WHAT THE TASK REQUIRES: Search the data below for the word "positionYMove" and report how many lines contain it, with no added words.

(Records from a dataset)
- - -

PR #702, opened 2022-03-10
Move xy-chart's data with CTRL + mouse drag

### LINKED ISSUE #637: Support window dragging wiht CTRL+mouse-left and mouse-middle drag  in xy charts
In comparison to Time Graph charts, the xy-chart hasn't implemented the window drag with `CTRL+mouse left button drag` nor with `middle mouse button drag`. This shall be added to the XY-charts. The cursor shall be update to the hand icon during this operation.

missing-middle-mouse-drag

Rodrigoplp-work:
Zoom in into the xy-chart, press the control key and move the mouse with the left mouse button pressed to move the data of the xy-chart to the left or the right.

Lifting the control key while dragging does not stop the drag.

Fixes #637.

### DIFF
--- a/packages/react-components/src/components/xy-output-component.tsx
+++ b/packages/react-components/src/components/xy-output-component.tsx
@@ -31,7 +31,6 @@ type XYOuputState = AbstractOutputState & {
     allMax: number;
     allMin: number;
     cursor?: string;
-    shiftKey: boolean;
 };
 const RIGHT_CLICK_NUMBER = 2;
 const ZOOM_IN = true;
@@ -55,12 +54,16 @@ export class XYOutputComponent extends AbstractTreeOutputComponent<AbstractOutpu
     private divRef: any;
     private yAxisRef: any;
     private mouseIsDown = false;
+    private isPanning = false;
+    private isSelecting = false;
     private positionXMove = 0;
     private positionYMove = 0;
     private isRightClick = false;
     private isMouseMove = false;
     private posPixelSelect = 0;
     private isMouseLeave = false;
+    private mousePanningStart = BigInt(0);
+    private resolution = 0;
     private startPositionMouseRightClick = BigInt(0);
     private margin = { top: 15, right: 0, bottom: 5, left: this.getYAxisWidth() };
     private isScatterPlot: boolean = this.props.outputDescriptor.id.includes('scatter');
@@ -68,14 +71,23 @@ export class XYOutputComponent extends AbstractTreeOutputComponent<AbstractOutpu
         afterDraw: (chartInstance: Chart, _easing: Chart.Easing, _options?: any) => { this.afterChartDraw(chartInstance); }
     };
 
-    private endSelection = () => {
+    private endSelection = (event: MouseEvent) => {
         if (this.isRightClick) {
            this.applySelectionZoom();
         }
         this.mouseIsDown = false;
-        if (!this.state.shiftKey) {
-            this.setState({ cursor: 'default'});
+        this.isSelecting = false;
+        this.isPanning = false;
+        if (!event.shiftKey && !event.ctrlKey) {
+            this.setState({ cursor: 'default' });
+        } else if (!event.shiftKey && event.ctrlKey) {
+            this.setState({ cursor: 'grabbing' });
+        } else if (event.shiftKey && !event.ctrlKey) {
+            this.setState({ cursor: 'crosshair' });
+        } else {
+            this.setState({ cursor: 'default' });
         }
+
         document.removeEventListener('mouseup', this.endSelection);
     };
 
@@ -96,8 +108,7 @@ export class XYOutputComponent extends AbstractTreeOutputComponent<AbstractOutpu
             columns: [{title: 'Name', sortable: true}],
             allMax: 0,
             allMin: 0,
-            cursor: 'default',
-            shiftKey: false
+            cursor: 'default'
         };
 
         this.afterChartDraw = this.afterChartDraw.bind(this);
@@ -485,17 +496,26 @@ export class XYOutputComponent extends AbstractTreeOutputComponent<AbstractOutpu
         const startTime = this.getTimeForX(event.nativeEvent.offsetX);
         if (event.button === RIGHT_CLICK_NUMBER) {
             this.isRightClick = true;
+            this.isSelecting = false;
             this.setState({ cursor: 'col-resize' });
             this.startPositionMouseRightClick = startTime;
         } else {
             this.isRightClick = false;
-            this.setState({ cursor: 'crosshair' });
-            if (event.shiftKey && this.props.unitController.selectionRange) {
+            if (event.shiftKey && !event.ctrlKey && this.props.unitController.selectionRange) {
+                this.isSelecting = true;
+                this.setState({ cursor: 'crosshair' });
                 this.props.unitController.selectionRange = {
                     start: this.props.unitController.selectionRange.start,
                     end: startTime
                 };
-            } else {
+            } else if (event.ctrlKey && !event.shiftKey) {
+                this.resolution = this.getChartWidth() / Number(this.props.unitController.viewRangeLength);
+                this.mousePanningStart = this.props.unitController.viewRange.start + BIMath.round(event.nativeEvent.x / this.resolution);
+                this.isPanning = true;
+                this.setState({ cursor: 'grabbing' });
+            } else if (!(event.shiftKey && event.ctrlKey)){
+                this.isSelecting = true;
+                this.setState({ cursor: 'crosshair' });
                 this.props.unitController.selectionRange = {
                     start: startTime,
                     end: startTime
@@ -504,6 +524,19 @@ export class XYOutputComponent extends AbstractTreeOutputComponent<AbstractOutpu
             this.onMouseMove(event);
         }
         document.addEventListener('mouseup', this.endSelection);
+    }
+
+    private panHorizontally(event: React.MouseEvent) {
+        const delta = event.nativeEvent.x;
+        const change = Number(this.mousePanningStart) - (delta / this.resolution);
+        const min = BigInt(0);
+        const max = this.props.unitController.absoluteRange - this.props.unitController.viewRangeLength;
+        const start = BIMath.clamp(change, min, max);
+        const end = start + this.props.unitController.viewRangeLength;
+        this.props.unitController.viewRange = {
+            start,
+            end
+        };
     }
 
     private updateRange(rangeStart: bigint, rangeEnd: bigint) {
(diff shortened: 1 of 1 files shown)


PatrickTasse (changes requested):
- When you press Ctrl (and only Ctrl) the cursor should change to grabbing.
- Once you start panning or selecting with mouse button down, the current operation continues until the mouse button is released, so the cursor should remain crosshair/grabbing regardless of whether modifyier keys are pressed or released.
- Hold Shift down (crosshair), and tap Ctrl, the cursor returns to default on key down, but it should return to crosshair on key up because only Shift is down. And inversely should happen if you hold Ctrl and tap Shift.
- Perhaps could be another PR, but for consistency with time graph, Middle-button drag should also behave the same as Ctrl+Left-button drag.
- Definitely another PR: The temporary disconnect between selection range and the underlying xy graph while panning is quite off-putting... I'll write an issue if there isn't one.

Rodrigoplp-work:
Implemented the first 3 changes of the list above. The last 2 will be left for other PRs.

packages/react-components/src/components/xy-output-component.tsx
```diff
@@ -810,7 +840,19 @@ export class XYOutputComponent extends AbstractTreeOutputComponent<AbstractOutpu
...
+                            this.setState({ cursor: 'crosshair', shiftKey: true });
+                        }
+                    }
+                    break;
+                }
+                case 'Control': {
+                    if (key.shiftKey) {
+                        this.setState({ cursor: 'default' });
+                    } else if (!this.state.shiftKey) {
+                        this.setState({ cursor: 'grabbing', ctrlKey: true });
```
PatrickTasse, line 855: These keys interfere with the cursor when we are already panning or selecting. They could be ignored when isPanning is true, but we have to find another condition for selection, unless we also add a isSelecting state?

packages/react-components/src/components/xy-output-component.tsx
```diff
@@ -745,12 +771,16 @@ export class XYOutputComponent extends AbstractTreeOutputComponent<AbstractOutpu
         this.positionYMove = event.nativeEvent.offsetY;
         this.isMouseLeave = false;
 
-        if (this.mouseIsDown && !this.isRightClick) {
-            this.updateSelection();
-        }
-        if (this.mouseIsDown && this.isRightClick) {
-            this.forceUpdate();
+        if (this.mouseIsDown) {
+            if (this.state.isPanning && !(event.shiftKey && event.ctrlKey)) {
```
PatrickTasse, line 775: It should not matter which keys are pressed, if you start panning it should keep panning until mouse is released.

packages/react-components/src/components/xy-output-component.tsx
```diff
@@ -745,12 +771,16 @@ export class XYOutputComponent extends AbstractTreeOutputComponent<AbstractOutpu
...
+                this.panHorizontally(event);
+            } else if (!this.isRightClick && !event.ctrlKey) {
```
PatrickTasse, line 777: It should not matter which keys are pressed, if you start selecting it should keep selecting until mouse is released.

PatrickTasse (changes requested):

packages/react-components/src/components/xy-output-component.tsx
PatrickTasse: Maybe could use this.mouseIsDown...

packages/react-components/src/components/xy-output-component.tsx

packages/react-components/src/components/xy-output-component.tsx
Rodrigoplp-work: Fixed.

packages/react-components/src/components/xy-output-component.tsx
Rodrigoplp-work: Yeah, I used the mouseIsDown check in `private onMouseMove()`, so here we can leave as it is.

PatrickTasse: The cursor changes if you press and release the modifier keys during an operation (selecting or panning). I think the cursor should be fixed to the current operation in progress.

While selecting, holding the Ctrl key will temporarily stop the selection from extending to the mouse position.

PatrickTasse (changes requested):
Please rebase on top of latest master so the unrelated commits are not part of this branch.

packages/react-components/src/components/xy-output-component.tsx
Rodrigoplp-work: You are right. I used your suggestion of `isSelection`, as `mouseIsDown` was not enough to solve this.

packages/react-components/src/components/xy-output-component.tsx
```diff
@@ -819,11 +868,30 @@ export class XYOutputComponent extends AbstractTreeOutputComponent<AbstractOutpu
...
-            if (!this.mouseIsDown) {
-                change.cursor = 'default';
+        if (key.key === 'Shift' || key.key === 'Control') {
+            const change: { cursor: string | undefined, shiftKey: boolean, ctrlKey: boolean } = {
+                cursor: this.state.cursor ?? 'default',
+                shiftKey: this.state.shiftKey ?? false,
+                ctrlKey: this.state.ctrlKey ?? false
+            };
+
+            if (key.key === 'Shift') {
```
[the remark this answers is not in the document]
Rodrigoplp-work: Fixed.

packages/react-components/src/components/xy-output-component.tsx
```diff
@@ -809,8 +844,22 @@ export class XYOutputComponent extends AbstractTreeOutputComponent<AbstractOutpu
...
+                    }
+                    break;
+                }
+                case 'Control': {
+                    if (!this.isSelecting && !this.isPanning) {
+                        if (key.shiftKey) {
+                            this.setState({ cursor: 'default' });
+                        } else if (!this.state.shiftKey) {
+                            this.setState({ cursor: 'grabbing', ctrlKey: true });
+                        }
```
PatrickTasse, line 862: The shiftKey and ctrlKey state is not updated properly because it depends on other conditions than just the key being pressed.

packages/react-components/src/components/xy-output-component.tsx
```diff
@@ -73,8 +78,12 @@ export class XYOutputComponent extends AbstractTreeOutputComponent<AbstractOutpu
...
         }
         this.mouseIsDown = false;
-        if (!this.state.shiftKey) {
-            this.setState({ cursor: 'default'});
+        this.isSelecting = false;
+        if (!this.state.shiftKey && !this.state.ctrlKey) {
+            this.isPanning = false;
+            this.setState({ cursor: 'default' });
+        } else if (this.state.ctrlKey) {
+            this.setState({ cursor: 'grabbing' });
```
PatrickTasse, line 86: When you release the mouse then you should neither be isPanning or isSelecting, regardless of keys being pressed (the keys should only affect the cursor).

packages/react-components/src/components/xy-output-component.tsx
```diff
@@ -73,8 +78,12 @@ export class XYOutputComponent extends AbstractTreeOutputComponent<AbstractOutpu
            this.applySelectionZoom();
         }
         this.mouseIsDown = false;
-        if (!this.state.shiftKey) {
-            this.setState({ cursor: 'default'});
+        this.isSelecting = false;
+        if (!this.state.shiftKey && !this.state.ctrlKey) {
+            this.isPanning = false;
+            this.setState({ cursor: 'default' });
+        } else if (this.state.ctrlKey) {
```
PatrickTasse, line 85: Cursor should go to grabbing if and only if ctrlKey is pressed.
Cursor should go to crosshair if and only if shiftKey is pressed.

packages/react-components/src/components/xy-output-component.tsx
```diff
@@ -819,11 +868,30 @@ export class XYOutputComponent extends AbstractTreeOutputComponent<AbstractOutpu
...
+            if (key.key === 'Shift') {
+                change.shiftKey = false;
+                if (key.ctrlKey && !this.isSelecting && !this.isPanning) {
+                    change.cursor = 'grabbing';
+                } else if (!this.mouseIsDown && !this.isSelecting) {
+                    change.cursor = 'default';
+                }
+            } else {
+                change.ctrlKey = false;
+                if (key.shiftKey && this.isSelecting && !this.isPanning) {
```
PatrickTasse, line 887: I think this should be !thisIsSelecting?

But anyways should be simpler: if either isSelecting or isPanning is true, then cursor should not change under any condition.

And I think shiftKey or ctrlKey state should be updated based on the key being released and no other condition?

PatrickTasse (changes requested):

packages/react-components/src/components/xy-output-component.tsx
PatrickTasse: Actually, I don't think these are needed to be added to the state because these modifier key states are part of every KeyEvent or MouseEvent? Better use that directly than rely on our own copy...

PatrickTasse: Use case: Hold mouse down, hold Shift down, release mouse, cursor should remain crosshair.
Use case: Hold Ctrl down, hold mouse down, release Ctrl, hold Shift, release mouse, cursor should change to crosshair.
Use case: Hold Ctrl down, hold mouse down, hold Ctrl+Shift down, release mouse, cursor should change to default.

Rodrigoplp-work: Fixed.

packages/react-components/src/components/xy-output-component.tsx
Rodrigoplp-work: Agreed.

packages/react-components/src/components/xy-output-component.tsx

packages/react-components/src/components/xy-output-component.tsx

packages/react-components/src/components/xy-output-component.tsx
```diff
@@ -55,27 +54,38 @@ export class XYOutputComponent extends AbstractTreeOutputComponent<AbstractOutpu
...
            this.applySelectionZoom();
         }
         this.mouseIsDown = false;
-        if (!this.state.shiftKey) {
-            this.setState({ cursor: 'default'});
+        this.isSelecting = false;
+        this.isPanning = false;
+        if (!event.shiftKey && !event.ctrlKey) {
+            this.setState({ cursor: 'default' });
+        } else if (event.ctrlKey) {
```
PatrickTasse, line 83: Both keys pressed leads to grabbing, should be default. I suggest:
if (shift !ctrl) crosshair else if (ctrl !shift) grabbing else default.

PatrickTasse (changes requested):

packages/react-components/src/components/xy-output-component.tsx
```diff
@@ -55,27 +54,38 @@ export class XYOutputComponent extends AbstractTreeOutputComponent<AbstractOutpu
...
+    private resolution = 0;
     private startPositionMouseRightClick = BigInt(0);
     private margin = { top: 15, right: 0, bottom: 5, left: this.getYAxisWidth() };
     private isScatterPlot: boolean = this.props.outputDescriptor.id.includes('scatter');
     private plugin = {
         afterDraw: (chartInstance: Chart, _easing: Chart.Easing, _options?: any) => { this.afterChartDraw(chartInstance); }
     };
 
-    private endSelection = () => {
+    private endSelection = (event: any) => {
```
PatrickTasse, line 74: Perhaps we are sure it will be a MouseEvent instead of any?

Rodrigoplp-work: Ah, you are right. After our conversation I found the problem: I was trying to use `React.MouseEvent`. Using only `MouseEvent` works without errors.

PatrickTasse (approved):

bhufmann (approved):
Looks good to me. I agree to implement middle mouse drag in a separate PR. Thanks for the improvement.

- - -

OUTPUT FOR THIS TASK: 2